И после этих слов он уже не принадлежал себе, мужчина, который когда-то думал, что одиночество останется его вечным спутником. Кейтлин прильнула к нему, обмякшая от желания, и с ещё большим напором стала отвечать на жаркие, прерывистые поцелуи. Она всё ещё сидела у него на коленях, и в какой-то миг Джейсон оторвался от её губ, посмотрел на её тело, молодое и здоровое, несомненно, созданное только для него, коснулся рукой мягкой, отяжелевшей груди и горячо застонал, уткнувшись в её влажное плечо.

Это оказалось больнее, чем он мог себе представить.

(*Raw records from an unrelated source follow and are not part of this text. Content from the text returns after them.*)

PR #11919, opened 2020-07-25
Docker: updated cyber.x86_64 with doxygen pre-installed

storypku:


docker/build/installers/install_qa_tools.sh
```diff
@@ -44,6 +44,13 @@ apt-get -y update && \
 
 bash /tmp/installers/install_gperftools.sh
 
+bash /tmp/installers/install_benchmark.sh
+
+# TechDoc generation
+bash /tmp/installers/install_doxygen.sh
```
xiaoxq, line 50: How about simply "apt install doxygen"?

docker/scripts/dev_start.sh
```diff
@@ -246,7 +246,7 @@ function local_volumes() {
 
 ## customized docker cmd
 function do_docker_image_inspect() {
-    docker image inspect -f {{.Config.Image}} $1 &> /dev/null
+    docker image inspect -f "{{.Config.Image}}" $1 &> /dev/null
```
xiaoxq, line 249: How about `docker images --format "{{.Repository}}:{{.Tag}}" | grep "^$IMAGE$"`?
As the `inspect` is pretty heavy and might have bug: https://github.com/docker/for-linux/issues/397

docker/build/installers/install_qa_tools.sh
storypku: > How about simply "apt install doxygen"?
Both are OK.  Doxygen installed via apt depends on  libclang1-6.0, and we have llvm-clang 10.0 installed already, to avoid different versions of clang stuff,  I chose to install doxygen from source. However, this approach has the disadvantage of less maintainability.

docker/scripts/dev_start.sh
storypku: > docker/for-linux#397

Good. I just noticed the `-f` option should be quoted as hinted by shellcheck then.

PR #11927, opened 2020-07-27
All: use std::shared_mutex instead of boost version

changsh726:


modules/dreamview/backend/data_collection_monitor/data_collection_monitor.h
```diff
@@ -116,8 +116,7 @@ class DataCollectionMonitor {
   nlohmann::json current_progress_json_;
 
   // Mutex to protect concurrent access to current_progress_json_.
-  // NOTE: Use boost until we have std version of rwlock support.
-  boost::shared_mutex mutex_;
+  std::shared_mutex mutex_;
```
storypku, line 119: Since std::shared_mutex was added in C++17, Extra measures should be taken to remain C++-14 compatibility.

PR #11928, opened 2020-07-27
perception time: use common timer to remove perception timer

lx18233184051:


lx18233184051:
perception/utils/timer is the same as common/time/timer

Физически он ощущал такой невероятный прилив сил, что в какой-то миг это напугало его. Но то было лишь вспышкой, короткой и неважной. В паху мучительно тянуло, почти невыносимо напряглись все мышцы, и он терпел так долго, как только мог. Он поцеловал губы своей любимой, насладился её горячим дыханием ещё немного, затем скользнул рукой под её ягодицы и пальцами коснулся влаги между её ног. В тот же миг Кейтлин вздохнула, вцепившись ему в плечи, и открыла глаза. Какое изумление он прочёл на её лице, и какой невероятно красивой она была в этом страстном порыве!

Её тихий стон разрушил всякое терпение. Повернувшись вместе с Кейтлин и ложась на постель, он в спешке заметил влажные завитки волос, прилипшие ко лбу, и распухшие от поцелуев губы… Он не мог поверить, что эти невероятные губы целовали его так неистово, и что так будет продолжаться снова и снова. Её глаза блестели, а руки тянулись к нему в мольбе поскорее подарить любовь, что он и намеревался сделать, взамен же просил совсем немного.

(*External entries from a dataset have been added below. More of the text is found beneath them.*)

PR #1221, opened 2026-08-05
[DTM] SOFT-4076 [4/5]: Palette and swatch mutations

pauloiankoski:
Every write the Color Palette screen offers, bound to the already-tested flows.

## What's here

- **Add color** — mints a user color primitive, then appends it as a swatch.
- **Add Color Group** — the group is created *with* its first swatch, because the server drops an empty group even on the default palette.
- **Create Color Palette** — from the dropdown's trailing action. Creates and **opens**; never activates.
- **Rename palette** — the id stays fixed and only the label changes. The id is referenced by the `$current` pointer and by `data-kb-palette` attributes already rendered onto blocks, so re-deriving it from the new label would orphan them.
- **Set as active** — `ActivatePaletteButton` + `ActivatePaletteModal`, plus an Active badge in the dropdown. The only action that writes `$current`, which re-tints resolved colors across the whole site. The button renders nothing when the palette being edited is already active.
- **Delete palette** — targets the palette being **edited**, not the active one. Hidden for `$default`, which the server refuses to delete. Afterwards the listing is re-read so the fallback is whatever the server resolved.
- **Swatch delete** — removes the row from the default palette first, then best-effort cleanup of a user-created token, so a cleanup failure never reverses the removal.
- **Persisted reordering** — within a group.
- `ScreenHeader` gains a `secondaryAction` slot, and its lead row now holds the action slots at their intrinsic width while the title truncates, since Color Palette can fill it with five items at once.

## Note on reordering

Order is part of a palette's structure, so it is shared across every palette, exactly like the set of swatches, their labels, and their grouping. Only color values are per-palette. See `.local/palette-shared-structure-note.md`.

## Test plan

- `bun run test`.
- In wp-admin, verified: create does not activate; activate moves `$current` and the badge; a color added while editing one palette appears on all of them; a new group survives with its first swatch; deleting the active palette falls back to the server-resolved `$current`; Delete is absent (not disabled) on the default palette.
- Still worth a manual pass: drag-reorder persistence across a reload.

## Screenshots

**Header on a non-active palette** — all five lead items at once, which is also what the lead-row hardening is for
pr4-header-actions

**Activate confirmation**
pr4-activate-modal

### DIFF
--- a/src/style-library/components/organisms/AddColorGroupModal.js
+++ b/src/style-library/components/organisms/AddColorGroupModal.js
@@ -1,0 +1,86 @@
+/**
+ * The "Add Color Group" modal: a name field and Cancel / Add actions. Same skeleton as
+ * `CreatePaletteModal` — they do not merge, because their validation, copy, and flow
+ * (`addGroupFlow`) differ: this one mints the group's first swatch in the same write, since the
+ * server drops a color group with zero swatches even on the default palette.
+ */
+
+/**
+ * WordPress dependencies
+ */
+import { Button, Modal, Notice, TextControl } from '@wordpress/components';
+import { useState } from '@wordpress/element';
+import { __, sprintf } from '@wordpress/i18n';
+
+/**
+ * Internal dependencies
+ */
+import { slugifyPaletteLabel } from '../../helpers/palettes';
+import './AddColorGroupModal.scss';
+
+/**
+ * Render the add-color-group modal.
+ *
+ * @param {Object}             props         The component props.
+ * @param {Object}             props.palette The palette being edited's effective view, for the duplicate-group check.
+ * @param {boolean}            props.isBusy  Whether the add request is in flight.
+ * @param {?{message: string}} props.error   The current structure error, if any.
+ * @param {Function}           props.onClose Called to dismiss the modal.
+ * @param {Function}           props.onAdd   Called with the typed label to create the group.
+ *
+ * @since TBD
+ *
+ * @return {JSX.Element} The modal.
+ */
+export function AddColorGroupModal({ palette, isBusy, error, onClose, onAdd }) {
+	const [label, setLabel] = useState('');
+	const groupId = slugifyPaletteLabel(label);
+	const isDuplicate = groupId !== '' && (palette?.groups ?? []).some((group) => group.id === groupId);
+
+	return (
+		<Modal
+			title={__('Add Color Group', 'kadence-blocks')}
+			className="kadence-blocks-style-library__add-color-group-modal"
+			onRequestClose={onClose}
+			// Locked while pending: no close icon, Escape does nothing, clicking outside does
+			// nothing. An add request in flight cannot be walked away from mid-request.
+			isDismissible={!isBusy}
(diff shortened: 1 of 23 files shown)


src/style-library/components/organisms/DeletePaletteModal.js
```diff
@@ -0,0 +1,81 @@
...
+			)}
+			<p>{__('Its color overrides are removed permanently.', 'kadence-blocks')}</p>
+			{isActive && (
+				<p>
+					{__(
+						'This is also your active palette, so your site will fall back to another one automatically.',
+						'kadence-blocks'
+					)}
+				</p>
+			)}
```
d4mation: This should be more specific, right? "another one" doesn't say which Palette would be used.

src/style-library/components/organisms/CreatePaletteModal.js
d4mation, line 1: After creating a Palette, the page gets stuck in a "loading" state.

image

d4mation, line 1: Also, after creating a Palette, the following modal shows for a split second. It may be related to the stuck loading state issue.

image

src/style-library/components/organisms/AddColorGroupModal.js
d4mation, line 1: This modal shows briefly after creating a Color Group. It doesn't seem to lock you into a "loading" state though.

image

src/style-library/components/organisms/CreatePaletteModal.js
pauloiankoski: 728ac0c4d

pauloiankoski: 14c358531

src/style-library/components/organisms/AddColorGroupModal.js
pauloiankoski: 14c358531

src/style-library/components/organisms/DeletePaletteModal.js
pauloiankoski: faad3e16b Implemented a solution just like the one I did for the Library selector.

src/style-library/components/organisms/AddColorGroupModal.js
d4mation: There's another issue now:

After creating a Palette, without refreshing the page, you get this issue if you try to immediately add a new Color:

```json
{
    "code": "rest_design_tokens_conflict",
    "message": "The token library was modified since you last read it. Reload and try again.",
    "data": {
        "status": 409,
        "slug": "default"
    }
}
```

pauloiankoski: Reproduced, and rename hits it too. `createPaletteFlow` and `renamePaletteFlow` were the only two writes that never called `refreshFeed`, so the page kept the version token it read before the write while the server had already bumped it — the next write 409s. Both refresh now (bbe0ac0).

The rename docblock argued a refresh was pointless because a label cannot reach a resolved value. True for the CSS, but the feed also carries the version token, which is what made it wrong; corrected there too.

d4mation (approved):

— Любовь моя, любовь моя… — шептал он горячо, возвращаясь к ней, целуя её лицо.

И чем ближе она становилась, тем явственней он чувствовал её власть над собой. Между тем он знал, что она ощущает то же самое вместе с ним, и это является для неё счастьем.

Он даже не понимал, что сделался грубее, и что его движения перестали быть плавными. В этот раз всё случилось быстрее, жёстче, почти грубо, но ему так отчаянно хотелось избавить себя от томной боли, от мучившей его неудовлетворённости, и он с головой погрузился в своё желание. И как во сне, будто бы со стороны, он мог расслышать частые вздохи и громкие стоны, свидетельства их любви.

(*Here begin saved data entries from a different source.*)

PR #1224, opened 2026-08-06
Fix: Navigation scroll spy throws TypeError on pages without matching anchors

Contributolo:
## Problem

When a Navigation block has scroll spy enabled and its menu links point to anchors on *other* pages (e.g. `/services/#design`, `/about/#team`), every page that does not contain those anchor targets throws:

```
Uncaught TypeError: Cannot read properties of undefined (reading 'content')
    at l (gumshoe.min.js:7:1417)
    at m (gumshoe.min.js:7:1474)
    at g.detect (gumshoe.min.js:7:2490)
    requestAnimationFrame
    n @ gumshoe.min.js:7
```

It repeats on every animation frame for as long as the visitor stays at the bottom of the page.

This is easy to hit with a site-wide header: the menu is shared across all pages, but the anchor sections only exist on a few of them. Archive pages, blog posts and search results then all throw.

## Steps to reproduce

1. Add a Navigation block with **scroll spy enabled** and use it as a site-wide header.
2. Give the menu at least one cross-page anchor link, e.g. `/about/#team`.
3. Open a page that does **not** contain any of those anchor targets.
4. Scroll to the very bottom.

## Root cause

`initScrollSpy()` in `src/assets/js/kb-navigation-block.js` instantiates Gumshoe for every `[data-scroll-spy="1"]` block without checking whether any link resolves to an element on the current page.

Gumshoe's `setup()` only collects links whose target exists:

```js
const b = document.getElementById(decodeURIComponent(a.hash.substr(1)));
b && i.push({ nav: a, content: b });
```

So on such a page `contents` stays empty, and `getActive()` (bundled Gumshoe 5.1.2) has no guard for that:

```js
var getActive = function (contents, settings) {
	var last = contents[contents.length-1];      // undefined when contents is empty
	if (useLastItem(last, settings)) return last; // reads last.content -> TypeError
```

The reason it looks intermittent is `useLastItem`:

```js
var useLastItem = function (item, settings) {
	return !!(isAtDocumentBottom() && isInView(item.content, settings, true));
};
```

`item.content` is only evaluated once `isAtDocumentBottom()` returns `true`, so the error surfaces at the bottom of the page rather than on load.

Gumshoe 5.1.2 is the latest release and the upstream project is no longer maintained, so the guard has to live on the Kadence side.

## Fix

Resolve the selector once, and skip instantiation when none of the links point to an element present in the document. Pages that do have anchor targets are unaffected.

## Testing

Reproduced and verified with the real Navigation block markup in a standalone page, headless Chromium:

| Build | At page bottom, no anchor targets present |
|---|---|
| current `master` | `TypeError: Cannot read properties of undefined (reading 'content')` |
| this branch | no errors |

Regression check on a page that *does* contain the anchor targets, using the patched build: scrolling through the sections still applies `current-menu-item` to the matching entries (verified for three sections in sequence), no errors.

Both `src/assets/js/kb-navigation-block.js` and the built `includes/assets/js/kb-navigation-block.min.js` are updated, since the minified file is what the plugin enqueues.


Contributolo:
@rahulacaleffi one more small navigation fix, if you have a moment.

`initScrollSpy()` instantiates Gumshoe for every scroll-spy block regardless of whether any menu link resolves to an element on the current page. With cross-page anchors in a site-wide menu (`/about/#team` and the like), pages without those targets leave Gumshoe's `contents` array empty, and `getActive()` then reads `contents[-1]` and throws. It only surfaces at the bottom of the page, because `useLastItem` short-circuits on the at-bottom check first — which makes it look intermittent.

The change skips instantiation when nothing resolves; pages that do contain the anchors behave exactly as before. Gumshoe 5.1.2 is the final upstream release, so the guard has to live on this side.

Всё закончилось так же быстро, как и началось. И он очнулся под резкие звуки капель, ударяющихся о карниз окна снаружи. Лишь эти звуки нарушали тишину. Джейсон лёг на спину и долго пытался унять дрожь в руках. Затем снова обернулся к своей любимой; она выглядела немного бледной, но спокойной. Открыв глаза, Кейтлин улыбнулась, и он тут же ощутил, как нежность заполняет его, течёт в нём, как кровь по венам. И всё, чего ему хотелось — просто обнять её, держать в своих руках и целовать, пока хватило бы сил.

Он поднялся, чтобы приоткрыть окно и впустить в спальню немного свежего воздуха, затем вернулся в постель, укрыл Кейтлин и себя одеялом, и она тесно прижалась к нему, положив голову ему на грудь.

Вскоре она заснула, а счастливый мужчина продолжал глядеть в потолок, представляя своё будущее светлым, а себя — любимым до конца своих дней.